W malowniczym, choć nieco
zaniedbanym pałacu w Podbereżu na kresach dochodzi do wielu niezwykłych, budzących
grozę zjawisk. W jednej z komnat nocami słychać kroki i brzękanie łańcuchów a z
ciemności wyłaniają się przerażające, zielone ślepia. Mieszkający w starej
budowli Fred Podbereski z siostrą Wandą i stryjem Karolem mimo wielu prób nie
potrafią sami pozbyć się „duchów” z rodowej siedziby. Zdesperowany Fred
wyjeżdża po pomoc do Warszawy, do swego dawnego przyjaciela, słynnego detektywa
Dena. W trakcie rozmowy Den dowiaduje się, że w nawiedzonej komnacie przed
wielu laty zostało popełnione morderstwo. Rozwiązanie zagadki nie jest proste i
nawet taki rutyniarz w swoim fachu jak Den nie może ustalić czy ma do czynienia
ze niewytłumaczalnym zjawiskiem, czy też może ktoś chce aby Podberescy wynieśli
się z pałacu. Ginie stary służący, dochodzi do kolejnych
dramatycznych wydarzeń…
Musimy pamiętać, że akcja
powieści rozgrywa się na przełomie lat dwudziestych i trzydziestych XX wieku, a
więc w czasie okres kiedy pasjonowano się zjawiskami nadprzyrodzonymi, a
urządzanie seansów spirytystycznych należało do ulubionych rozrywek salonowych. Wiele osób całkiem poważnie podchodziło do tego
typu zagadnień, jak np. stryj Karol, pasjonujący tematyką okultystyczną
rezydent pałacu Podbereskich.
Stanisław Wotowski bardzo
plastycznie przedstawił położony pośród rozległych lasów pałac. Bohaterowie
przechadzają się, a czasami nawet skradają korytarzami pełnych mrocznych
zakamarków, zastawiają pułapki i wywołują duchy. Wątek kryminalny przeplata się
z miłosnym a gdzieś z tła wynurza się tragiczna rodzinna tajemnica. Język
powieści pełen ciepła i humoru oparł się patynie czasu mimo upływu ponad
osiemdziesięciu lat od pierwszego wydania powieści.

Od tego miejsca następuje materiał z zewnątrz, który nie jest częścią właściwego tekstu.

PR #1351, opened 2017-12-14
1258 1310 transcribing + registries

### LINKED ISSUE #1258: Add `transcribing` motivation in addition to `painting`

### LINKED ISSUE #1310: Create registry-style "annex" document
To ensure (or at least promote) consistency, it seems like we need a registry for:

* `type` : e.g. that a PDF is a `Text` not a `Dataset`, an Image API is a `ImageService3` etc
* `profile` : e.g. the profiles for various metadata schemas and services
* `service` : e.g. the set of known services
* property extensions : e.g. the set of known, registered extensions
* value extensions : e.g. set of known, registered additions to enumerated values like `timeMode`, `behavior` etc.

This is blocking at least #1121, #1269

azaroth42:
Closes #1258 ; overreaches the issue massively by creating a skeleton set of registries, but need them to refer to from Prezi3 API docs...

Closes #1310 

Thoughts on text, and on registries?


azaroth42:
> Would the motivation registry repeat the W3C Anno spec's motivations? They are special because they are already included in Prezi3 via the context and mentioned in the new text, but it would seem odd if they weren't mentioned on the motivations registry page.

Yes, I think so too.

> I think each registry document should link to the document listing the other registries

Done.

This issue spans all of the APIs. I think the cookbook is a Prezi specific issue ... but agree we can at least create the splash page for it now... but where?

`annex/cookbook/` on the grounds that there's unlikely to be an auth or image cookbook?

tomcrane:
There might be auth recipes in a cookbook - here's how you do "everyone can deep zoom, only authed users can download derivatives > 1000px" - but they don't need to be in a _separate_ cookbook.

azaroth42:
We could take the cookbook discussion to an issue?

azaroth42:
Cookbook meta issue:  #1367

azaroth42:
Closes #1310

azaroth42:
Reviews please? I think this is ready to go

source/_includes/links.md
```diff
@@ -30,10 +30,13 @@
 [openannotypes]: http://www.openannotation.org/spec/core/core.html#BodyTargetType
 [paging-prezi30]: {{ site.url }}{{ site.baseurl }}/api/presentation/3.0/#paging-properties
 [prev-version]: {{ site.url }}{{ site.baseurl }}/api/presentation/2.0/
+[prezi-api]: {{site.url}}{{ site.baseurl }}/api/presentation/3.0/
```
jpstroop: maybe `prezi-api30` or something along those lines?

azaroth42: We should also take out prev-version then, I guess?

azaroth42:
I'm :-1: on plural ... everything else is singular ... note `/api/`  `/event/`  `/api/annex/` etc despite there being multiple APIs, Events and Annexes.

We could move them, but I think that would mean we need to be clearer about what goes into the annex space and what goes into the top level /api/ space.  Currently, other than annex, only APIs live there.  If registries go there, then definitions should go there to, such as the Image API Selector and IIIF defined services. And then it starts to get confusing, IMO, about what's an API and what's just additional normative content.

jpstroop:
>I'm 👎 on plural ... everything else is singular ... note /api/ /event/ /api/annex/ etc despite there being multiple APIs, Events and Annexes.

They really should be plural, but whatever.

azaroth42:
No disagreement! But we should be consistent, and we're stuck with at least /api/.

PR #1356, opened 2017-12-17
1263 posterCanvas

tomcrane:
I have this in Descriptive properties, right after thumbnail. But does it belong there? Could be structural. I won't do the table at the bottom until confirming where it goes.


azaroth42:
The text refers to duration only canvases, but the cardinality block allows association with most resource types.  *We* know this is because the client should use the posterCanvas at the highest level in the structure it has, and hence if the Manifest has a posterCanvas then it gets presented across all Canvases ... but I think that could be spelt out in the text

source/api/presentation/3.0/index.md
```diff
@@ -240,6 +240,19 @@ The value _MUST_ be a JSON array, with each item in the array being a JSON objec
 {"thumbnail": [{"id": "https://example.org/img/thumb.jpg", "type": "Image"}]}
 ```
 
+##### posterCanvas
+A single Canvas providing content that represents this resource, such as image to show while a duration-only Canvas is playing audio, or images, text and sound shown for video content before the user initiates playback. Whereas a client might use `thumbnail` for navigation or summary views of multiple resources, a client can choose to show content from `posterCanvas` as part of the presentation of this resource without requiring the content of `posterCanvas` to be part of this resource. The poster Canvas can have different dimensions to the Canvas(es) of this resource.
```
azaroth42: "represents" seems too restrictive -- an ad for a product that's displayed during the audio of a podcast manifest ... does the ad represent the manifest? 
represent -> is associated with ?

azaroth42: Is there a use case for canvases without duration to have a posterCanvas?  If a posterCanvas is associated with a Manifest that contains Canvases without duration (and some that do) ... what does the client do? Flick between the h/w canvas content and the poster content?

zimeon: ... such as **an** image to show ...

source/api/presentation/3.0/index.md
```diff
@@ -240,6 +240,19 @@ The value _MUST_ be a JSON array, with each item in the array being a JSON objec
...
+
+  * A Collection _MAY_ have exactly one `posterCanvas`.
```
azaroth42: Clients _MAY_ ... for all? _SHOULD_ for Manifest and Canvas?

source/api/presentation/3.0/index.md
```diff
@@ -240,6 +240,19 @@ The value _MUST_ be a JSON array, with each item in the array being a JSON objec
...
+  * A Manifest _MAY_ have exactly one `posterCanvas`.
+  * A Sequence _MAY_ have exactly one `posterCanvas`.
+  * A Canvas _MAY_ have exactly one `posterCanvas`.
+  * A Range _MAY_ have exactly one `posterCanvas`.
+  * Other resource types _MUST NOT_ have a poster canvas.
+
+Publishers should not assume that a client will display the content of the poster Canvas to the user.
```
zimeon: Could add here a comment along the lines of @azaroth42's https://github.com/IIIF/api/pull/1356#issuecomment-356680303

source/api/presentation/3.0/index.md
tomcrane: done

source/api/presentation/3.0/index.md
tomcrane: posterCanvas for Range should be shown in preference to posterCanvas for Manifest?

source/api/presentation/3.0/index.md
tomcrane: Avoided notion of representation - instead, _associated with but not part of_

How much should the spec say about sensible use of posterCanvas? I think the spec should be silent on complexities like "Flick between the h/w canvas content and the poster content" with just the general indication that the client _MAY_ show the most appropriate content for the user's context. In practice I would hope that use of posterCanvas is limited to Manifest and perhaps Range (segments or episodes maybe).

tomcrane:
I have put `posterCanvas` in the Descriptive properties table, next to `thumbnail` as it is in the text. Cardinality addressed for future-proofing.

source/api/presentation/3.0/index.md
```diff
@@ -240,6 +240,19 @@ The value _MUST_ be a JSON array, with each item in the array being a JSON objec
...
+
+Clients _MAY_ display the content of a linked poster Canvas when presenting the resource, and if more than one is available _MAY_ choose the one most suited to the client user interface. When more than one Canvas is available, for example if `posterCanvas` is provided for the currently selected Range and the current Manifest, and the client is able to show a poster Canvas, the client _SHOULD_ pick the Canvas most specific to the content. Publishers _SHOULD NOT_ assume that `posterCanvas` content will be seen in all clients. Clients _SHOULD_ take care to avoid conflicts between time-based media in the `posterCanvas` and the content of the resource it is associated with.
+
+  * A Collection _MAY_ have one or more `posterCanvas` properties.
```
azaroth42: For consistency, each bullet should also have the client requirement of MAY

tomcrane: Client reqts added. 

Style question - for plural use of `tick-quoted` properties that end in _s_

I couldn't bring myself to write any variant of `posterCanvas`s, `posterCanvas`es... so I introduced the variation "`posterCanvas` properties".

source/api/presentation/3.0/index.md
```diff
@@ -240,6 +240,25 @@ The value _MUST_ be a JSON array, with each item in the array being a JSON objec
 {"thumbnail": [{"id": "https://example.org/img/thumb.jpg", "type": "Image"}]}
 ```
 
+##### posterCanvas
+One or more Canvases providing content associated with the object represented by this resource but not part of that object. Examples include an image to show while a duration-only Canvas is playing audio; images, text and sound standing in for video content before the user initiates playback; or a film poster to attract user attention. The content provided by `posterCanvas` differs from a thumbnail: a client might use `thumbnail` to summarise and navigate multiple resources, then show content from `posterCanvas` as part of the presentation of a single resource. A poster Canvas can have different dimensions to the Canvas(es) of this resource.
```
jpstroop: > A poster Canvas can have different dimensions to the Canvas(es) of this resource.

A poster Canvas can have different dimensions to those of the Canvas(es) of this resource.

source/api/presentation/3.0/index.md
```diff
@@ -240,6 +240,25 @@ The value _MUST_ be a JSON array, with each item in the array being a JSON objec
...
+  * A Manifest _MAY_ have one or more `posterCanvas` properties.<br/>
+   Clients _MAY_ render `posterCanvas` on a Manifest.
+  * A Sequence _MAY_ have one or more `posterCanvas` properties.<br/>
+   Clients _MAY_ render `posterCanvas` on a Sequence.
+  * A Canvas _MAY_ have one or more `posterCanvas` properties.<br/>
+   Clients _MAY_ render `posterCanvas` on a Canvas.
+  * A Range _MAY_ have one or more `posterCanvas` properties.<br/>
+   Clients _MAY_ render `posterCanvas` on a Range.
+  * Other resource types _MUST NOT_ have a `posterCanvas`.<br/>
+   Clients _SHOULD_ ignore `posterCanvas` on other resource types.
```
jpstroop: > Clients _SHOULD_ ignore `posterCanvas` on other resource types.

Why not _MUST_?

tomcrane: Or leave out the last sentence altogether?

zimeon: I think we had this issue on something else in the last few days. I prefer not to have a _MUST_ for a case that isn't allowed anyway. I'd either keep as _SHOULD_ or else follow @tomcrane's suggestion and simple remove that sentence -- slight preference to remove

azaroth42: The pattern at the moment is if the resource type MUST NOT have an `x`, then clients SHOULD ignore `x` on those types.

So I'm :+1: on the current text, or propose making a new issue if we want to change it across the board in section 3.

zimeon: Agreed on call that we'll leave as _SHOULD_

tomcrane:
👍

PR #50, opened 2025-10-24
45 only run the unit tests which touch changed code in the CI

### LINKED ISSUE #45: Only run the unit tests which touch changed code in the CI

max-models:

Closes #45 

**Core changes:**

None

**Model-specific changes:**

None

**Documentation changes:**

None


max-models:
It seems like the `-k` flag isn't working well with `--testmon`. When running the unit tests twice it still runs all of them unless I remove the `-k` flag. One option would be to categorize the tests in separate subdirectories instead and use `--ignore=<PATH>` to specify whether to run unit tests or model tests.

max-models:
> > Seems like testmon might be problematic for MPI tests https://github.com/struphy-hub/struphy/actions/runs/18819880612/job/53694176303
> 
> If this problem persists, we can try to shorten the mpi unit tests (using `pytest.mark.mpi`), for example by replacing the long convergence tests by simpler non-parameter-scan tests.

This could be an option, but I think I can resolve it by only using `--testmon` to collect the tests which needs to be executed and then only running those, so we would do it in two steps: 1) filter test, 2) execute filtered tests. Now we do both of these in one go, and that seems not to work with `--testmon`.

max-models:
Moved to https://github.com/struphy-hub/struphy/pull/96

PR #65, opened 2025-10-27
Fixed redefinition of variables

### LINKED ISSUE #51: Redefinition of `PushVinViscousPotential` and other variables
Looks like `PushVinViscousPotential` is duplicated in the code

* https://github.com/struphy-hub/struphy/blob/devel/src/struphy/propagators/propagators_markers.py#L1781
* https://github.com/struphy-hub/struphy/blob/devel/src/struphy/propagators/propagators_markers.py#L1912

max-models:

Closes #51 

I deleted variables that were unused before redefinition according to `ruff check --select F811`.

https://docs.astral.sh/ruff/rules/redefined-while-unused/

The biggest change was the class `PushVinViscousPotential `, which seems to be written twice. I removed the first one, but please can someone check that the version that remains is correct?


max-models:
> ruff check --select F811

Resolved this in [08e9977](https://github.com/struphy-hub/struphy/pull/65/commits/08e9977db80c3064b64405a01d192ad09cc76977), the first one is 2D and second one is 3D

PR #66, opened 2025-10-28
37 use the GitHub container registry to store images

spossann:

Closes #...

**Core changes:**

None

**Model-specific changes:**

None

**Documentation changes:**

None


.gitlab/merge_request_templates/struphy_merge_request.md
max-models: I don't think we need to delete any of the `.gitlab` templates.

PR #69, opened 2025-10-29
Replaced `== None` with `is None`

### LINKED ISSUE #68: Replace `== None` with `is None`
See errors with:

```
ruff check --select E711
```

https://docs.astral.sh/ruff/rules/none-comparison/

At the same time, let's also fix these errors:

```
 1      E714    [*] not-is-test
 1      E721    [ ] type-comparison
 1      F722    [ ] forward-annotation-syntax-error
```

max-models:

Closes #68

According to [PEP 8](https://peps.python.org/pep-0008/#programming-recommendations), "Comparisons to singletons like None should always be done with is or is not, never the equality operators."

This PR fixes Ruff errors [E711](https://docs.astral.sh/ruff/rules/none-comparison/), [E714](https://docs.astral.sh/ruff/rules/not-is-test/), [E721](https://docs.astral.sh/ruff/rules/type-comparison/), and [F722](https://docs.astral.sh/ruff/rules/forward-annotation-syntax-error/).

### DIFF
--- a/src/struphy/feec/psydac_derham.py
+++ b/src/struphy/feec/psydac_derham.py
@@ -1304,7 +1304,7 @@ class Derham:
             neigh_inds = xp.array(neigh_inds)
 
             # only use indices where information is present to find the neighbours rank
-            inds = xp.where(neigh_inds is not None)
+            inds = xp.where(xp.not_equal(neigh_inds, None))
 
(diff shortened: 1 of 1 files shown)


max-models:
Replaced with https://github.com/struphy-hub/struphy/pull/90

PR #118, opened 2025-11-12
Auto install psydac on first struphy import

max-models:
- [x] Automatically install psydac on first import of struphy by moving all the psydac install logic from `compile.py` to `__init__.py`.
- [x] Remove redundant `struphy compile --status` commands

Try it out by removing the psydac dependency and then import struphy with

```
pip install .
pip uninstall psydac
python -c "import struphy"
```

This should install psydac since it isn't installed, and it isn't found in pyproject.toml


max-models:
This PR is not finished, but I think you can finish it @spossann. Just make sure python -c "import struphy" works both when `psydac` is and isn't present in the dependencies.

.github/actions/tests/models/action.yml
```diff
@@ -6,15 +6,13 @@ runs:
...
       run: |
-        struphy compile --status
         struphy test LinearMHD
         struphy test toy
         struphy test models 
         struphy test verification 
     - name: Model tests with  MPI
       shell: bash
       run: |
-        struphy compile --status
```
spossann: keep.

spossann (changes requested):

.github/actions/tests/models/action.yml
spossann: solved in [88947bf](https://github.com/struphy-hub/struphy/pull/118/commits/88947bf71360210864a2ee5dcf3fb744a55ac2d8)

.github/actions/tests/unit/action.yml
```diff
@@ -6,14 +6,12 @@ runs:
...
       shell: bash
       run: |
-        struphy compile --status
         struphy --refresh-models
         struphy test unit --mpi 2
 
     - name: Run unit tests
       shell: bash
       run: |
-        struphy compile --status
```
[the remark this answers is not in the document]
spossann: solved in [88947bf](https://github.com/struphy-hub/struphy/pull/118/commits/88947bf71360210864a2ee5dcf3fb744a55ac2d8)

spossann (approved):

PR #144, opened 2025-12-02
Enable TAE-EP simulations (fix several bugs)

bkna0327:
**Core changes:**
Allow `TAE-EP simulations` with devel.
 - Renew `CanonicalMaxwellian`.
 - Pass `n_cols_diag` and `n_cols_aux` to the class `Particles`.

**Model-specific changes:**

Bug fix in the model `LinearMHDDriftkineticCC`


src/struphy/kinetic_background/base.py
```diff
@@ -580,3 +580,233 @@ def add_perturbation(self) -> bool:
...
+            Shifted canonical toroidal momentum.
+
+        Returns
+        -------
+        A list[float] (background values) or a list[numpy.array] of the evaluated thermal velocities.
+        """
+        pass
+
+    @abstractmethod
+    def psic_to_eta(self, psci):
```
spossann:
```suggestion
    def psic_to_eta(self, psic):
```

src/struphy/kinetic_background/base.py
```diff
@@ -580,3 +580,233 @@ def add_perturbation(self) -> bool:
...
+        """
+
+        if isinstance(vth, xp.ndarray):
+            assert e.shape == vth.shape, f"{e.shape = } but {vth.shape = }"
+
+        out = 2.0 * xp.sqrt(e / xp.pi) / vth**3 * xp.exp(-e / vth**2)
+
+        return out
+
+    def __call__(self, *args):
```
spossann: Here it is not clear whether one evaluates at `eta` or at `psic`. I would opt for `eta` for consistency.

src/struphy/kinetic_background/maxwellians.py
```diff
@@ -245,14 +245,23 @@ def velocity_jacobian_det(self, eta1, eta2, eta3, *v):
...
+        assert isinstance(v[1], xp.ndarray)
+        assert eta1.shape == eta2.shape == eta3.shape == v[0].shape == v[1].shape
+        assert eta1.ndim == 1, "Input arguments must be a marker array."
+
+        etas = [
+            xp.concatenate(
+                (eta1[:, None], eta2[:, None], eta3[:, None]),
+                axis=1,
+            ),
+        ]
```
spossann: Is this equivalent to the deleted `vstack`?

src/struphy/kinetic_background/maxwellians.py
```diff
@@ -399,122 +396,41 @@ def check_maxw_params(self):
...
+        """Collection of factors multiplied onto the defined moments n and vth."""
         return self._moment_factors
 
     @moment_factors.setter
     def moment_factors(self, **kwargs):
         for kw, arg in kwargs:
             self._moment_factors[kw] = arg
 
-    def rc(self, psic):
+    def psic_to_eta(self, psic):
```
spossann: I propose the inverse: define a function `eta_to_psic` and evaluate everything at `eta`, for consistency with `KineticBackground`. This could be important when adding perturbations or MHD backgrounds.

spossann (changes requested):
Looks good! Have written some suggestions.

src/struphy/kinetic_background/maxwellians.py
bkna0327: Yes, it is, but wrapping with the list structure instead of a full copy of the array.

src/struphy/kinetic_background/base.py
```diff
@@ -580,3 +580,233 @@ def add_perturbation(self) -> bool:
...
+            vth = xp.moveaxis(vth, -1, 0)
+        else:
+            vth = vths
+
+        e = args[0]
+        res *= self.gaussian(e, vth=vth)
+
+        return res
+
+    def _evaluate_moment(self, psic, *, name: str = "n", add_perturbation: bool = None):
```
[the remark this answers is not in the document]
spossann: Please adapt the name to `rc` to be clear.

max-models:
> After implementing this, I realized that the performance degradation might be more significant than I initially expected. The current fix introduces multiple large 2D array computations (roughly number_of_particle_sizes × 6). Moreover, these calculations must be done every time the particle positions or velocities are updated when using the control variate method.

We should definitely finish the performance testing to make sure this doesn't happen 😅

bkna0327:
> After implementing this, I realized that the performance degradation might be more significant than I initially expected. The current fix  introduces multiple large 2D array computations (roughly number_of_particle_sizes × 6). Moreover, these calculations must be done every time the particle positions or velocities are updated when using the control variate method. 

This comment refers specifically to the most recent commit that I made in this MR, not to the overall approach in general ;)

spossann:
Changes have been merged in https://github.com/struphy-hub/struphy/pull/275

Życiorysy czołowych autorów
przedwojennych powieści kryminalnych spowija dziś mgiełka tajemnicy. Kilku z
nich zginęło w czasie II wojny światowej. Po zakończeniu zmagań wojennych i
ukształtowaniu się nowej, ludowej rzeczywistości książki Błażejewskiego,
Wotowskiego oraz wielu ich kolegów zostały masowo wycofywane z bibliotek. O
autorze „Upiornego domu” również nie mamy zbyt wielu informacji. Na szczęście
na ostatnich stronach wydawca książki poświęcił nieco miejsca na przybliżenie
sylwetki tej niewątpliwie arcyciekawej postaci przedwojennego literackiego
świata. Urodzony ok. 1895 r. pisarz prawdopodobnie studiował prawo w
Petersburgu, pracował w stołecznej policji, awansował do stopnia komisarza, a w
1921 r. został komendantem województwa Nowogrodzkiego. Z niewiadomych przyczyn
zrezygnował jednak ze stanowiska i powrócił do Warszawy, gdzie otworzył biuro
detektywistyczne. I to zapewne właśnie sam Wotowski był pierwowzorem postaci
detektywa Dena w recenzowanej powieści. Z rożnych przyczyn po kilku latach
zlikwidował biuro i poświęcił się pracy pisarskiej. Swe bogate wcześniejsze doświadczenie
wykorzystał w szeregu powieści kryminalnych. W książkach często flirtował z okultyzmem.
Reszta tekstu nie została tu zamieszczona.